• GOAL OF THE EXERCISE
Check each line of the material that follows, and copy those holding the string "ParquetRSTable".

━━ EXERCISE DATA ━━

PR #14149, opened 2023-12-26
feat: copy from parquet support missing_field_as.

youngsofun:

## Summary

Sometimes we need to read parquet files with schema evolution, the most common case is adding new columns.
to accepts parquet files with different schema, we can not use one reader for all files, many code logic changes, so we have to introduce a new `ParquetTableForCopy`. the pr is safe for new table is used only when `file_format=(type=parquet missing_field_as='field_default')`, the code for origin ParquetRSTable is not changed.

later, the whole copy/transform from parquet will switch to the new reader,  
the ParquetRSTable will be used only for query. 

the first version missing the following features:

- Transform
- Databend types like JSON/Bitmap
- optimize for small files

as more feature get implemented, we may change related features (e.g. options) and do more refactor,
so `missing_field_as='field_default'` is not written to meta (can not used it when create stage/file_format) for now.

## Tests

- [ ] Unit Test
- [x] Logic Test
- [ ] Benchmark Test

## Type of change

- [x] Documentation Update
- [ ] Refactoring
- [ ] Performance Improvement

- - -
This change is [Reviewable](https://reviewable.io/reviews/datafuselabs/databend/14149)


src/query/storages/parquet/src/parquet_rs/meta.rs
```diff
@@ -142,14 +189,44 @@ pub async fn read_parquet_metas_batch(
...
+            meta,
+            row_group_level_stats: None,
+        }));
+    }
+    check_memory_usage(max_memory_usage)?;
+    Ok(metas)
+}
+
+// TODO(parquet): how to limit the memory when running this method is to be determined.
+fn check_memory_usage(max_memory_usage: u64) -> Result<()> {
```
ariesdevil, line 223: This may be useless, @BohuTANG just told me and after I tried, I found it true.

BohuTANG: I think no need to check this, it is duplicate with the soft oom in the global runtime tracker:
https://github.com/datafuselabs/databend/blob/ecf1c0df3d930d1c140356965f25409e2a2957c9/src/common/base/src/runtime/runtime_tracker.rs#L155-L165

BohuTANG: Oh, please ignore my comments:
`if max_memory_usage as i64 - used < 100 * 1024 * 1024` is more strict than the global checker.

ariesdevil (approved):

wubx:
@soyeric128  There an enhanced parameter is provided here for parquet file loading. file_format=(type=parquet **missing_field_as='field_default'**)

soyeric128:
> @soyeric128 There an enhanced parameter is provided here for parquet file loading. file_format=(type=parquet **missing_field_as='field_default'**)

`missing_field_as` can be assigned other values except "field_default"? @youngsofun

youngsofun:
> > @soyeric128 There an enhanced parameter is provided here for parquet file loading. file_format=(type=parquet **missing_field_as='field_default'**)
> 
> `missing_field_as` can be assigned other values except "field_default"? @youngsofun

`field_default ｜ error`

━━━

• RESPONSE
to accepts parquet files with different schema, we can not use one reader for all files, many code logic changes, so we have to introduce a new `ParquetTableForCopy`. the pr is safe for new table is used only when `file_format=(type=parquet missing_field_as='field_default')`, the code for origin ParquetRSTable is not changed.
the ParquetRSTable will be used only for query. 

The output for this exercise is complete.